Your instructions » Up to and including the line that contains "-452,12 +452,13 @@", return every line from the start of the data, unchanged.
╭─ Dataset extract
PR #504, opened 2022-02-01
enable opt-in operator thread parallelism

### LINKED ISSUE #503: Add Base Threading support
Add optional threading support using `Threads.@threads`.  By default julia 1.7 will start with 1 thread so users can opt into threading with `julia --threads=N`.  Support horizontal / vertical threading for 3D and vertical only for 2D slice models to start with. 

At a later point we will want to transition to `Folds.jl` infrastructure to support reductions and tunable workload scheduling but the current examples don't benefit from the added complexity quite yet.

jakebolewski:
To address the question we need to do it this way to make our static analysis tests continue to work (the optimizer can const prop and eliminate the branch by default, so everything should still work as before until the method is redefined). 

This is just to get us going and the API will change in the future.

Closes #503

### DIFF
--- a/.buildkite/pipeline.yml
+++ b/.buildkite/pipeline.yml
@@ -452,12 +452,13 @@ steps:
   - label: ":computer: baroclinic wave"
     key: "cpu_baroclinic_wave"
     command:
-      - "julia --color=yes --project=examples examples/3dsphere/baroclinic_wave.jl"
+      - "julia --threads=4 --color=yes --project=examples examples/3dsphere/baroclinic_wave.jl"
     artifact_paths:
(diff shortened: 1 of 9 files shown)


jakebolewski:
bors try

jakebolewski:
bors try

jakebolewski:
bors try

jakebolewski:
bors try-

jakebolewski:
bors try

jakebolewski:
bors try

jakebolewski:
I think this should be good to go.  More threading can be enabled once the implicit solver cleanup PR goes through.

PR #506, opened 2022-02-02
Define `deepcopy_internal` for Fields

charleskawczynski:
This is needed for temporal convergence tests. Thanks for the help @jakebolewski!

### DIFF
--- a/src/Fields/fieldvector.jl
+++ b/src/Fields/fieldvector.jl
@@ -135,6 +135,14 @@ _deepcopy_internal(x::Field, stackdict::IdDict) =
 Base.deepcopy_internal(fv::FieldVector{T}, stackdict::IdDict) where {T} =
     FieldVector{T}(map(x -> _deepcopy_internal(x, stackdict), _values(fv)))
 
+#=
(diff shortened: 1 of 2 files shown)


src/Fields/fieldvector.jl
```diff
@@ -135,6 +135,9 @@ _deepcopy_internal(x::Field, stackdict::IdDict) =
 Base.deepcopy_internal(fv::FieldVector{T}, stackdict::IdDict) where {T} =
     FieldVector{T}(map(x -> _deepcopy_internal(x, stackdict), _values(fv)))
 
+Base.deepcopy_internal(x::Field, stackdict::IdDict) =
```
jakebolewski, line 138: Can we add a comment for posterity why we need this?

jakebolewski (approved):

src/Fields/fieldvector.jl
jakebolewski: Also a single test would be good, you could just test the === of spaces of deepcopied fields (and !=== their field_values)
╰─
Exercise result »
PR #504, opened 2022-02-01
enable opt-in operator thread parallelism

### LINKED ISSUE #503: Add Base Threading support
Add optional threading support using `Threads.@threads`.  By default julia 1.7 will start with 1 thread so users can opt into threading with `julia --threads=N`.  Support horizontal / vertical threading for 3D and vertical only for 2D slice models to start with. 

At a later point we will want to transition to `Folds.jl` infrastructure to support reductions and tunable workload scheduling but the current examples don't benefit from the added complexity quite yet.

jakebolewski:
To address the question we need to do it this way to make our static analysis tests continue to work (the optimizer can const prop and eliminate the branch by default, so everything should still work as before until the method is redefined). 

This is just to get us going and the API will change in the future.

Closes #503

### DIFF
--- a/.buildkite/pipeline.yml
+++ b/.buildkite/pipeline.yml
@@ -452,12 +452,13 @@ steps:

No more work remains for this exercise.